**TASK DETAILS**
Repeat exactly what appears from the opening line of the listing to the line with "Note: kustomize releases", inclusive.

Segment Open

Issue #3497, opened 2019-06-19
upgrade to use kustomize v3+


kkasravi:
kustomize v2.0.3 had a number of limitations including not guaranteeing ordering of resources which caused us to create components for just crds. We should upgrade to v3+ and update manifests to remove workarounds for these limitations as well as take advantage of other new features.
Note: kustomize releases page is [here](https://github.com/kubernetes-sigs/kustomize/releases)

Kustomize 3.0 is being released the end of June 2019. Several features worth noting:
- bases are deprecated, everything is a resource. This makes overlays / mixins much simpler
- env becomes envs and can take a list - which could be the contents of param.env
- resource ordering is preserved
- apply will add an inventory object which can be used as a cache
- user plugins are given equal footing with built-in plugins
- plug-ins can be chained for example a generator plugin producing a list of applications could be the input to individual application generators
- edit can now remove resources 
- subcommands like apply can be implemented server-side using CRDs and an example is in cli-experimental

jlewi:
@kkasravi Do we want to do this before 0.6 or can we wait for 0.7?

kkasravi:
it would be valuable to get it in even if we don't fix the crds workaround.

jlewi:
@kkasravi @jbrette Any update on this?

What sort of risk is involved with upgrading to v3? Is v3 backwards compatible with our existing manifests?

jlewi:
Bump to P0 because we should figure out whether we are upgrading and if so when & how prior to Kubeflow 1.0.

jbrette:
@jlewi This should have been closed a long time ago. At least the upgrade in the kubeflow and the manifest has been merged. I did not follow since but I had in mind something was supposed to be replicated in the kfctl repo.

kkasravi:
@jlewi @jbrette yes we're using kustomize v3.1.0 in kubeflow/kfctl
https://github.com/kubeflow/kfctl/blob/master/go.mod#L89

kkasravi:
@jlewi this can be closed

Issue #3371, opened 2019-05-29
bootstrap: replace ksonnet with kustomize, move to v2


kkasravi:
Bootstrap should use the kustomize API and remove calls to ksonnet

kkasravi:
@kunmingg 
bootstrap/cmd/kfctl is mostly done removing references to ksonnet

should I do the same to bootstrap and have you review or would you like to do it and I can review?

thanks
Kam

kunmingg:
@kkasravi 
Great! Once https://github.com/kubeflow/kubeflow/pull/3045 merged everything should go through kfctl + kustomize.

jlewi:
Duplicate of #3368

Issue #3368, opened 2019-05-28
kfctl: remove ksonnet, move to v2


kkasravi:
We should remove all references to ksonnet and move to v2 for kfctl and bootstrap 

- [x] move kfctl code from under bootstrap to kubeflow/kfctl
- [x] kubeflow/kfctl/go.mod should now have module github.com/kubeflow/kubeflow/kfctl/v2
- [x] bootstrap go.mod should now have module github.com/kubeflow/kubeflow/bootstrap/v2
- [x] replace all references of github/kubeflow/kubeflow/bootstrap with either github/kubeflow/kubeflow/bootstrap/v2 or github/kubeflow/kubeflow/kfctl/v2
- [x] replace alls references to /tmp/v2 with kubernetes v1.13.4, client-go v10.0, kustomize v2.1.0 (#3497), controller-runtime v0.1.12 

background info:
there are  [2 alternatives](https://github.com/golang/go/wiki/Modules#releasing-modules-v2-or-higher) for v2 modules. We currently use ‘major subdirectory’ but will move to ‘major branch’. 

In order to load both ksonnet and kustomize in kfctl we implemented v2 modules for the following (v2.zip):
- k8s.io:
  - api@v1.13.4
  - apimachinery@v1.13.4
  - cli-runtime@v1.13.4
  - apiextensions-apiserver@v1.13.4
  - apiserver@v1.13.4
  - client-go@v10.0
- sigs.k8s.io
  - application@sha67ae7f915d4ea994e0805886928d9ec40e9526a2
  - controller-runtime@v0.1.12
  - kustomize@v2.0.3

Additional info is [here](https://research.swtch.com/vgo-module)

jlewi:
Bump to P0 because the v2.zip code is causing problems.

To minimize churn; can we do a multi step process. In particular, can we get rid of the dependency on different versions of K8s libs without refactoring the directory structure in [kubeflow/bootstrap](https://github.com/kubeflow/kubeflow/tree/master/bootstrap)

My suggestion is as follows

1. Open several PRs to remove all imports of ksonnet

    * Open separate PRs for each module/package
    * e.g. one PR would remove the import in 
 https://github.com/kubeflow/kubeflow/blob/master/bootstrap/pkg/kfapp/ksonnet/ksonnet.go
    * Rather than simply deleting ksonnet.go which would require us to delete the caller code; we can just replace code in ksonnet.go with returning an error.
[...]

Issue #2812, opened 2019-03-26
[Discussion] Where should kfctl go code live? New repository?


jlewi:
The code for kfctl is currently in the bootstrap directory
https://github.com/kubeflow/kubeflow/tree/master/bootstrap

We also have the kfctl code directory
https://github.com/kubeflow/kubeflow/tree/master/kfctl

I believe the intent was to eventually move the code into the kfctl directory or simply rename the bootstrap directory. We've postponed doing that though because this will be a disruptive change.

If we're going to move the code should we also move it to a new repo?

If we move it a new repo what else should go in that repo?

  * Should we move the click to deploy app into that repo as well?

/cc @kunmingg @gabrielwen @kkasravi @ashahba

kkasravi:
We could have clients in this repo, not sure about arena though

jlewi:
What is clients in this case? Do you mean plugins for specific platforms?

PR #3528, opened 2019-06-23
[WIP] Remove ksonnet. Move kfctl, bootstrap to v2

kkasravi:
Resolves the following issues:

- [x] bootstrap: replace ksonnet with kustomize, move to v2 #3371 
- [x] kfctl: remove ksonnet, move to v2 #3368
- [x] upgrade to use kustomize v2.1.0 #3497
- [x] Problem building kfctl - /tmp/v2 not properly created #2790
- [x] Provide a build option that will create a versioned package for k8 libraries #2636
- [x] upgrade to use kustomize v2.1.0 #3497
- [x] [Discussion] Where should kfctl go code live? New repository? #2812

---
This change is [Reviewable](https://reviewable.io/reviews/kubeflow/kubeflow/3528)


jlewi:
@kkasravi I think moving kfctl should be its own PR and I still have some questions about when exactly.

Moving the code is a risk of breaking a lot of things. There are lots of places that build the code and lots of outstanding PRs that will have merge conflicts when we do a massive move.

I actually think it makes sense to put kfctl into its own repository. So I think I lean towards leaving the code where it is now and then eventually moving development into its own repository kubeflow/kfctl.

jlewi:
Do the other changes like removing ksonnet, upgrading kustomize etc..., do these all need to go into one massive PR? 

I think it would really help if we can break these up to individual PRs.

jlewi:
Thanks @kkasravi 

In general, I think its really helpful if we break things down into small, focused PRs. This is less likely to create merge conflicts for other folks working on the code base. It also makes it easier to rollback in the event of a breakage.

Large scale refactorings that touch a lot of files (e.g. moving kfctl) or changing package imports should be handled with care because 1) they are likely to cause merge conflicts and 2) difficult to rollback.

w.r.t to kfctl; I think moving to its own repo makes sense long term but that's more work and I don't think we can do it before 0.6.

If we were going to stick with kfctl in repo kubeflow then I think it might make sense to do the move before 0.6. That would make it easier to cherry-pick fixes on the 0.6 branch. But if we decide to move to its own repo then I think we should just keep it in its own repo.

> It's slightly tricky to remove v2.zip and move bootstrap and kfctl to v2.

What's the connection between the move and removing v2.zip? I thought v2.zip was some hack for go modules because we have two different versions of K8s client that we pull in because of ksonnet. 

Can we remove that hack and always use a single version of our dependencies while still leaving all of our .go files at their current location?

Regardless, I would guess a prerequisite would be a PR just deleting the ksonnet code like
https://github.com/kubeflow/kubeflow/tree/master/bootstrap/pkg/kfapp/ksonnet

Also regarding the kustomize upgrade; should this be split into two PRs

1. Upgrade kustomize dependency to the new version
1. Remove/update any code that was used to work around limitations in the previous versions of kustomize that are now fixed.

kkasravi:
>If we were going to stick with kfctl in repo kubeflow then I think it might make sense to do the move before 0.6. That would make it easier to cherry-pick fixes on the 0.6 branch. But if we decide to move to its own repo then I think we should just keep it in its own repo.

Moving kfctl to kubeflow/kubeflow/kfctl before 0.6 would be a big help. Moving to its own repo after 0.6 would be changing kubeflow/kubeflow/kfctl to kubeflow/kfctl for imports, etc and should be straightforward.

> Can we remove that hack and always use a single version of our dependencies while still leaving all of our .go files at their current location?

we could and that could proceed any move - however bootstrap's ksServer.go is called from '/kfctl/apps/apply'. I don't know if this is still used but in this PR I removed references to ksonnet in bootstrap. @kunmingg should review first. 

but we could then do

1. remove ksonnet app and all ksonnet imports (requires cleanup in ksServer)
2. remove v2.zip - use single version of dependencies
3. move kfctl to kubeflow/kubeflow/kfctl. All refs to kfctl with be kubeflow/kubeflow/kfctl/v2
4. upgrade kustomize to v2.1.0
5. cleanup kustomize workarounds due to limitations in v2.0.3

jlewi:
@kkasravi I was thinking that maybe a good way to proceed would be to start by imports to "github.com/ksonnet/ksonnet/.

Rather than try to update the calling code to work with out ksonnet; I would just replace the code that uses it with a NotImplementedError.

In particular I think 
https://github.com/kubeflow/kubeflow/blob/master/bootstrap/pkg/kfapp/ksonnet/ksonnet.go

Is the main code that is still using ksonnet; so we can just update that module to return errors rather than call ksonnet code.

The advantage of this approach is

1. We can eliminate ksonnet from our dependencies
1. We don't have to update all the caller code in one go
    * e.g. KsServer can be updated in follow on PRs to replace calls to ksonnet with code that will work
      without ksonnet.

kkasravi:
closing this PR since the approach is to break this up into small pieces and have the ksonnet app return [NotImplementedError](https://github.com/kubeflow/kubeflow/pull/3528#issuecomment-511241258)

Segment Closed

**SOLUTION TO THE EXERCISE**
Issue #3497, opened 2019-06-19
upgrade to use kustomize v3+


kkasravi:
kustomize v2.0.3 had a number of limitations including not guaranteeing ordering of resources which caused us to create components for just crds. We should upgrade to v3+ and update manifests to remove workarounds for these limitations as well as take advantage of other new features.
Note: kustomize releases page is [here](https://github.com/kubernetes-sigs/kustomize/releases)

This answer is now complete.